## Try it:
Reproduce every entry exactly as given.

····················

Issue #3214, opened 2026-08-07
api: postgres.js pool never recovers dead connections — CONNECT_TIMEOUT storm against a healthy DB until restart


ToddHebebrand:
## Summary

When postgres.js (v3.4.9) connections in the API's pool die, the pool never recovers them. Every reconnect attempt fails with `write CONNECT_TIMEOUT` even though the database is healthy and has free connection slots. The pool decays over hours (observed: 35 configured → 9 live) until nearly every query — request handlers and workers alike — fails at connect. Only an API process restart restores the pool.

····················

## Exercise result:
Issue #3214, opened 2026-08-07
api: postgres.js pool never recovers dead connections — CONNECT_TIMEOUT storm against a healthy DB until restart


ToddHebebrand:
## Summary

When postgres.js (v3.4.9) connections in the API's pool die, the pool never recovers them. Every reconnect attempt fails with `write CONNECT_TIMEOUT` even though the database is healthy and has free connection slots. The pool decays over hours (observed: 35 configured → 9 live) until nearly every query — request handlers and workers alike — fails at connect. Only an API process restart restores the pool.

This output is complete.